- _Problem statement_:
Line by line, copy out the data that follows.

- _Data records_:
PR #204, opened 2016-11-23
go_proto_library now handles generated proto inputs as well as regular

pmbethe09:


examples/proto/gostyle/BUILD
```diff
@@ -1,8 +1,15 @@
 load("//proto:go_proto_library.bzl", "go_proto_library")
 
+genrule(
+    name = "copy",
+    srcs = ["gostyle.proto"],
+    outs = ["gostyle.gen.proto"],
+    cmd = "sed -e 's/ano.proto/any.proto/' $< > $@",
```
wlynch: I don't understand why this sed is necessary. ano.proto does not appear anywhere in gostyle.proto, and even if it did, why would we want this instead of just changing the proto?

proto/go_proto_library.bzl
```diff
@@ -53,95 +53,83 @@ def _go_prefix(ctx):
...
-  bazel_style = ctx.label.name != _DEFAULT_LIB + _PROTOS_SUFFIX
-  protos = list(ctx.files.srcs)
-  go_package_name = ""
-  if bazel_style:
-    go_package_name = "/" + ctx.label.name[:-len(_PROTOS_SUFFIX)]
-  m_import_path = ",".join(["M%s=%s%s%s" % (f.path, _go_prefix(ctx),
-                                            ctx.label.package, go_package_name)
-                            for f in ctx.files.srcs])
+def _collect_protos_import(ctx):
+  """Collect the list of transitive protos and m_import_path."""
```
wlynch: What does m_import_path correspond to?

proto/go_proto_library.bzl
```diff
@@ -53,95 +53,83 @@ def _go_prefix(ctx):
...
     protos += d._protos
     m_import_path += "," + d._m_import_path
-  use_grpc = ""
-  if ctx.attr.grpc:
-    use_grpc = "plugins=grpc,"
+  return list(protos), m_import_path
+
+def _drop_external(path):
+  """Drop leading '../' indicating an external dir of the form ../$some-repo."""
+  if path[:3] != "../":
```
wlynch: I would prefer to use startswith (https://www.bazel.build/versions/master/docs/skylark/lib/string.html#startswith) to make this more easily readable.

proto/go_proto_library.bzl
```diff
@@ -53,95 +53,83 @@ def _go_prefix(ctx):
...
+    return path
+  return "/".join(path.split("/")[2:])
```
wlynch: Why are we only interested in [2:]? [0] should be "..", but what is [1] and why don't we care about it?

proto/go_proto_library.bzl
```diff
@@ -53,95 +53,83 @@ def _go_prefix(ctx):
...
+  return proto_outs, "/" + ctx.label.name[:-len(_PROTOS_SUFFIX)]
+
+def _go_proto_library_gen_impl(ctx):
+  """Rule implementation that generates Go using protoc."""
+  proto_outs, go_package_name = _check_bazel_style(ctx)
+  m_import_path = ",".join(["M%s=%s%s%s" % (f.short_path, _go_prefix(ctx),
+                                            ctx.label.package, go_package_name)
+                            for f in ctx.files.srcs])
+  protos, mi = _collect_protos_import(ctx)
+  m_import_path += mi
```
wlynch: Why += instead of ",".join?

proto/go_proto_library.bzl
pmbethe09: Paths of the form Mpath/to.proto=foo.com/bar specify a mapping into the global Go namespace.

https://github.com/golang/protobuf#parameters

proto/go_proto_library.bzl

proto/go_proto_library.bzl
pmbethe09: From the comment, non-generated but external proto dependencies show up in .short_path as e.g.
'../com_github_golang_protobuf/ptypes/any/any.proto'
For both directory creation and destination, it is critical to drop the leading 2 path elements.

proto/go_proto_library.bzl
pmbethe09: that seems better.

PR #206, opened 2016-11-29
go_proto_library: Add clarifying doc to internal functions.

pmbethe09:


wlynch:
Thanks for the doc update! This LGTM, but can you update the PR message so that the squashed commit is more descriptive?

- _Completed task_:
PR #204, opened 2016-11-23
go_proto_library now handles generated proto inputs as well as regular

pmbethe09:


examples/proto/gostyle/BUILD
```diff
@@ -1,8 +1,15 @@
 load("//proto:go_proto_library.bzl", "go_proto_library")
 
+genrule(
+    name = "copy",
+    srcs = ["gostyle.proto"],
+    outs = ["gostyle.gen.proto"],
+    cmd = "sed -e 's/ano.proto/any.proto/' $< > $@",
```
wlynch: I don't understand why this sed is necessary. ano.proto does not appear anywhere in gostyle.proto, and even if it did, why would we want this instead of just changing the proto?

proto/go_proto_library.bzl
```diff
@@ -53,95 +53,83 @@ def _go_prefix(ctx):
...
-  bazel_style = ctx.label.name != _DEFAULT_LIB + _PROTOS_SUFFIX
-  protos = list(ctx.files.srcs)
-  go_package_name = ""
-  if bazel_style:
-    go_package_name = "/" + ctx.label.name[:-len(_PROTOS_SUFFIX)]
-  m_import_path = ",".join(["M%s=%s%s%s" % (f.path, _go_prefix(ctx),
-                                            ctx.label.package, go_package_name)
-                            for f in ctx.files.srcs])
+def _collect_protos_import(ctx):
+  """Collect the list of transitive protos and m_import_path."""
```
wlynch: What does m_import_path correspond to?

proto/go_proto_library.bzl
```diff
@@ -53,95 +53,83 @@ def _go_prefix(ctx):
...
     protos += d._protos
     m_import_path += "," + d._m_import_path
-  use_grpc = ""
-  if ctx.attr.grpc:
-    use_grpc = "plugins=grpc,"
+  return list(protos), m_import_path
+
+def _drop_external(path):
+  """Drop leading '../' indicating an external dir of the form ../$some-repo."""
+  if path[:3] != "../":
```
wlynch: I would prefer to use startswith (https://www.bazel.build/versions/master/docs/skylark/lib/string.html#startswith) to make this more easily readable.

proto/go_proto_library.bzl
```diff
@@ -53,95 +53,83 @@ def _go_prefix(ctx):
...
+    return path
+  return "/".join(path.split("/")[2:])
```
wlynch: Why are we only interested in [2:]? [0] should be "..", but what is [1] and why don't we care about it?

proto/go_proto_library.bzl
```diff
@@ -53,95 +53,83 @@ def _go_prefix(ctx):
...
+  return proto_outs, "/" + ctx.label.name[:-len(_PROTOS_SUFFIX)]
+
+def _go_proto_library_gen_impl(ctx):
+  """Rule implementation that generates Go using protoc."""
+  proto_outs, go_package_name = _check_bazel_style(ctx)
+  m_import_path = ",".join(["M%s=%s%s%s" % (f.short_path, _go_prefix(ctx),
+                                            ctx.label.package, go_package_name)
+                            for f in ctx.files.srcs])
+  protos, mi = _collect_protos_import(ctx)
+  m_import_path += mi
```
wlynch: Why += instead of ",".join?

proto/go_proto_library.bzl
pmbethe09: Paths of the form Mpath/to.proto=foo.com/bar specify a mapping into the global Go namespace.

https://github.com/golang/protobuf#parameters

proto/go_proto_library.bzl

proto/go_proto_library.bzl
pmbethe09: From the comment, non-generated but external proto dependencies show up in .short_path as e.g.
'../com_github_golang_protobuf/ptypes/any/any.proto'
For both directory creation and destination, it is critical to drop the leading 2 path elements.

proto/go_proto_library.bzl
pmbethe09: that seems better.

PR #206, opened 2016-11-29
go_proto_library: Add clarifying doc to internal functions.

pmbethe09:


wlynch:
Thanks for the doc update! This LGTM, but can you update the PR message so that the squashed commit is more descriptive?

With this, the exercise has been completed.